───── DATA FOR REVIEW ─────

PR #77, opened 2024-01-24
Consume after kvs pull

JaeseungYeom:
1. Fixes a bug in `dyad_consume()` that returns the buffer that has never been assigned.
2. Adds an variant interface of `dyad_consume()` that relies on the metadata that has already been pulled from KVS 
3. Still need to add a python interface: note that the new interface `dyad_consume_w_mdata(..., mdata)` deallocates mdata internally. We can change this behavior depending on how we want to write python interface.

### DIFF
--- a/src/dyad/core/dyad_core.c
+++ b/src/dyad/core/dyad_core.c
@@ -861,7 +861,7 @@ dyad_rc_t dyad_get_metadata (dyad_ctx_t* ctx,
     DYAD_C_FUNCTION_UPDATE_STR ("upath", upath);
     DYAD_LOG_INFO (ctx, "Generating KVS key: %s", topic);
     gen_path_key (upath, topic, topic_len, ctx->key_depth, ctx->key_bins);
-    rc = dyad_kvs_read (ctx, topic, fname, should_wait, mdata);
+    rc = dyad_kvs_read (ctx, topic, upath, should_wait, mdata);
     if (DYAD_IS_ERROR (rc)) {
         DYAD_LOG_ERROR (ctx, "Could not read data from the KVS");
         goto get_metadata_done;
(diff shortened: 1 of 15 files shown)


src/dyad/core/dyad_core.c
```diff
@@ -303,6 +303,10 @@ DYAD_CORE_FUNC_MODS dyad_rc_t dyad_fetch (const dyad_ctx_t* restrict ctx,
     char upath[PATH_MAX] = {'\0'};
     const size_t topic_len = PATH_MAX;
     char topic[PATH_MAX + 1] = {'\0'};
+    if (ctx->shared_storage) {
+        rc = DYAD_RC_OK;
```
JaeseungYeom, line 307: I did not add `DYAD_C_FUNCTION_UPDATE_INT ("is_local", 1);` here to avoid adding obvious information while increasing the log size.

hariharan-devarajan: I think it useful to have to easily filter those out. :)

hariharan-devarajan (changes requested):
We should not duplicate the reading part. We should just split the functionality and call the same function. 

Have consume_data do the I/O
consume can do fetch of metadata and call consume_data

src/dyad/core/dyad_core.c
JaeseungYeom: When shared_storage is on all accesses are going to be treated as local. Would it be useful to have a single message at the beginning, which we may already have, about shared storage?

JaeseungYeom:
> We should not duplicate the reading part. We should just split the functionality and call the same function.
> 
> Have consume_data do the I/O consume can do fetch of metadata and call consume_data

I understand it will make it more consistent. However, it will also needlessly allow redundant KVS traffic even with C/C++ when python is not in use. The original form is the best, and addition of the two calls `dyad_get_metadata()` and `dyad_consume_w_mdata()` is a compromise for python. Do we want to apply that to C and C++?

JaeseungYeom:
What is your opinion on the meta_data deallocation?

JaeseungYeom:
- Removed the deallocation of mdata inside of the `consume_w_metadata()`.
- Made the mdata pointer argument const 
- Added python binding as we discussed.

hariharan-devarajan (approved):

hariharan-devarajan (approved):
Changes look good.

─────

» **EXERCISE**
All lines with the word "same" are needed; pull them from the entries and copy each.

» **ANSWER BELOW**
We should not duplicate the reading part. We should just split the functionality and call the same function. 
> We should not duplicate the reading part. We should just split the functionality and call the same function.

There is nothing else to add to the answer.